§ **Exercise**:
An exact transcript is needed of the material below, beginning at the line that contains "we used them." and continuing through its last line; nothing else should appear.

§ **Records supplied**:
******************************

PR #4476, opened 2022-03-20
[18] Update browser requirements

rickhanlonii:
## Overview

Adds requirement for browsers using microtask-based Promise implementation.


eps1lon (commented):
`Symbol` polyfill is now also required (https://github.com/facebook/react/pull/23348) as well as `Object.assign` (https://github.com/facebook/react/pull/23351).

- Just with IE 11 as a transpilation target: https://vercel.com/eps1lon/csb-6dp95j/n77L71izekRj7hJJkbn3wYgapaY1
- +Symbol polyfill (crashing): https://csb-6dp95j-ro3etzcoc-eps1lon.vercel.app/
- +Object.assign polyfill (not crashing): https://csb-6dp95j-aa31xubxu-eps1lon.vercel.app/ 

The CodeSandbox didn't include Map, Set and Promise. Seems like they're either not required for just a render or indirectly polyfilled.

content/docs/reference-javascript-environment-requirements.md
```diff
@@ -6,9 +6,11 @@ category: Reference
...
+React 18 depends on modern browser features including [Promise](https://developer.mozilla.org/en-US/docs/Web/JavaScript/Reference/Global_Objects/Promise), [Map](https://developer.mozilla.org/en-US/docs/Web/JavaScript/Reference/Global_Objects/Map) and [Set](https://developer.mozilla.org/en-US/docs/Web/JavaScript/Reference/Global_Objects/Set).
 
-A polyfilled environment for React 16 using core-js to support older browsers might look like:
+If you support older browsers and devices which do not provide a native microtask-based Promise implementation such as Internet Explorer, we recommend you stay with React 17, because microtasks cannot be polyfilled without impacting performance in React 18.
```
sebmarkbage, line 11: The main issue isn't performance but the semantics of controlled/sequential things. For example, you might get the second click before the first click flushes. Most controlled text inputs probably work because it's built in to React's event system.

So it's really likely not actually that big of a deal.

content/docs/reference-javascript-environment-requirements.md
```diff
@@ -6,9 +6,11 @@ category: Reference
...
+React 18 depends on modern browser features including [Promise](https://developer.mozilla.org/en-US/docs/Web/JavaScript/Reference/Global_Objects/Promise), [Map](https://developer.mozilla.org/en-US/docs/Web/JavaScript/Reference/Global_Objects/Map) and [Set](https://developer.mozilla.org/en-US/docs/Web/JavaScript/Reference/Global_Objects/Set).
 
-A polyfilled environment for React 16 using core-js to support older browsers might look like:
+If you support older browsers and devices which do not provide a native microtask-based Promise implementation such as Internet Explorer, we recommend you stay with React 17, because microtasks cannot be polyfilled without impacting performance in React 18.  
+
+To support older browsers which do not include `Map` or `Set`, consider using [core-js](https://github.com/zloirock/core-js):
```
sebmarkbage, line 13: Do we actually recommend core-js for anything anymore?

`Map` and `Set` were already in IE11, at least for how we used them.

So I think it's only `Symbol` and `Object.assign` that we now require polyfilling. Is `core-js` what we'd recommend for that?

content/docs/reference-javascript-environment-requirements.md
rickhanlonii: Ok cool, I removed the caveat.

content/docs/reference-javascript-environment-requirements.md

******************************

§ **Reply to the task**:
`Map` and `Set` were already in IE11, at least for how we used them.

So I think it's only `Symbol` and `Object.assign` that we now require polyfilling. Is `core-js` what we'd recommend for that?

content/docs/reference-javascript-environment-requirements.md
rickhanlonii: Ok cool, I removed the caveat.

content/docs/reference-javascript-environment-requirements.md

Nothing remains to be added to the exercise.